Происшествие в Никольском (сборник) - страница 44
Она побывала у онколога, у других врачей, волновалась перед их кабинетами, ожидая приема, дрожала и, несмотря на свою сознательность, готова была молиться, чтобы у матери не было страшного. Врачи ее немного успокоили, сказали, что они ничего не утаили от матери, а какого свойства опухоль, покажет гистологический анализ, они надеются, что анализ будет хороший («На плохой, что ль, им надеяться!»), но операцию следует делать в любом случае, и Вера, как будущий медик, должна это понять. «Да, конечно», – кивнула Вера. Здоровье матери вообще нашли не ахти каким – и сердце, и сосуды, и нервы, – и Вере («Отец с вами не живет, да?»), как человеку уже взрослому и вставшему на ноги, нужно было стараться, чтобы жизнь матери шла сытая и спокойная. «Да, да, я понимаю», – сказала Вера.
На улице она снова жалела мать и кляла себя, обещала уберечь мать от любых волнений. «Выросла скотина, – казнила она себя, – скотина и есть. Муж у матери хорош попался, а теперь и дочка выросла!..» Сейчас она сама подумала, не написать ли отцу в Шкотово, не упросить ли его со слезами вернуться ради матери и младших дочек, но тут же решила, что и вправду не стоит унижаться, да и вряд ли бы возвращение отца сделало жизнь Навашиных благополучной. В Никольском долго гадали, отчего это человек надумал завербоваться куда-то на Тихий океан, в дыру, провонявшую рыбой, да еще и из сытого поселка, что у столицы под теплым боком. Почти из самой Москвы. Длинный рубль в расчет не брался, потому как и на месте при желании можно было иметь любые деньги. Посчитали, что Навашин, мужик в самом соку, просто-напросто сбежал от жены, поскольку она женщина стала уже никакая. Якобы спьяну он болтал так одному из своих приятелей, и слов этих, возможно и приписанных ему, но вполне вероятных, Вера не могла простить отцу. Разводиться он не стал, может, по лени, а скорей всего, чтобы при нужде было к кому вернуться в Подмосковье. Дочерей он, видимо, любил и скучал по ним, но деньги посылал не по правилам, редко был щедрым, а подавать на него в суд мать по доброте своей не хотела. Наверняка были теперь у него в Шкотове женщины или одна постоянная баба, хитрая или, как мать, несчастная, и писать ему о тяжком положении матери и ее болезнях было бы сейчас нехорошо, унизительно и даже стыдно.

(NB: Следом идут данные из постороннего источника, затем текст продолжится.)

PR #1807, opened 2016-07-11
Adjust aggregate table processing to make use of temporary tables

### LINKED ISSUE #1775: make aggragate tables as _tmp
so that we don't have table downtime on refresh

ccostino:
Fixes #1775

This changeset adjusts the processing for the aggregate tables to make use of temporary tables first. Prior to this, any updates to the aggregates in the database would cause the site to not yield the data that we expect to see.  We would like to achieve as little downtime as possible and the rest of our database processing makes use of creating temporary tables and views to accomplish this, so we are making use of them here as well.

For the initial approach I opted to do the renaming inline with the table processing.  Most of our materialized views are renamed separately at the end of processing, but if we want to follow those steps we'll need to move the creation of all of the triggers for each of these tables.

There is one instance of a table that has dependent objects, the `ofec_sched_a_aggregate_size` table and its corresponding `ofec_sched_a_aggregate_size_merged_mv` materialized view.  In order to address the downtime and renaming dance I modified the table reconstruction to just rename the existing table and shift the dropping of it to when the materialized view itself is reconstructed.  It's an added step in the materialized view recreation that deals with a different relation, but I've noted this with comments.

/cc @LindsayYoung, @jontours

### DIFF
--- a/data/sql_incremental_aggregates/prepare_schedule_a_aggregate_size.sql
+++ b/data/sql_incremental_aggregates/prepare_schedule_a_aggregate_size.sql
@@ -11,8 +11,8 @@ end
 $$ language plpgsql;
 
 -- Create initial aggregate
-drop table if exists ofec_sched_a_aggregate_size cascade;
-create table ofec_sched_a_aggregate_size as
+drop table if exists ofec_sched_a_aggregate_size_tmp cascade;
+create table ofec_sched_a_aggregate_size_tmp as
 select
     cmte_id,
     rpt_yr + rpt_yr % 2 as cycle,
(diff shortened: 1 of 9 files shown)


data/sql_incremental_aggregates/prepare_schedule_a_aggregate_size.sql
```diff
@@ -27,11 +27,15 @@ group by cmte_id, cycle, size
...
-create index on ofec_sched_a_aggregate_size (total);
-create index on ofec_sched_a_aggregate_size (count);
+create index on ofec_sched_a_aggregate_size_tmp (cmte_id);
+create index on ofec_sched_a_aggregate_size_tmp (cycle);
+create index on ofec_sched_a_aggregate_size_tmp (size);
+create index on ofec_sched_a_aggregate_size_tmp (total);
+create index on ofec_sched_a_aggregate_size_tmp (count);
+
+-- Remove previous aggregate and rename new aggregate
+drop table if exists ofec_sched_a_aggregate_size cascade;
```
LindsayYoung: I think this will also drop the schedule A size merged view, until we re-create it. Maybe there is a better way or place to rename and drop the old table.

ccostino: You're right, it will. :-(  I ran into this when I initially made the change because I didn't have the `cascade`.  This dependency does make it a bit difficult to account for but I'm not sure of a good way at the moment to improve it given the order of the other steps.

LindsayYoung: Not sure it is a great idea, but what if we add a table rename step like we have for materialized views for a quick switch at the end?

Вера не хотела сообщать отцу про свою беду, не желала ни сочувствия его, ни совета, она вообще не хотела, чтобы он узнал о случившемся. Они жили кое-как без него, проживут без него и теперь.
Сергей так и не появлялся. Вера сидела дома. Продукты мать закупала сама, видно стараясь уберечь дочь от появлений на людях и лишних разговоров, и Вера не противилась ее старанию, хотя и обещала себе не избегать никольских жителей и не бояться их пересудов. Дома было одно и то же – книги, телевизор, кухня, стирка, хлопоты на огороде, – и Вера неожиданно для самой себя заскучала по Вознесенской больнице, красностенной, похожей на крепость, и по своей несладкой службе санитарки.
Она представляла, как сердилась и расстраивалась Тамара Федоровна, главный врач Вериного отделения, узнав, что Навашиной нет на месте, а потом, когда Нина ездила в Вознесенское и рассказала о Вериной болезни, с какой неохотой поставила в Верину смену Нюрку Слегину. Нюрка относилась к своему делу цинично, нянечкой работала без году неделю, а уже набралась, как говорила Тамара Федоровна, равнодушия. Нюрка Слегина вела себя нагло, знала, что медперсонала в больнице не хватает и никто ее не уволит, не боялась даже врачей и выказывала себя чуть ли не главным человеком в отделении. Впрочем, врачей-то она не боялась, зато боялась Веру, та могла ее и высмеять, и осрамить при народе. Поэтому сейчас вряд ли для Вериных больных, особенно для тех, кого она привечала на Нюркиных глазах, наступили лучшие дни.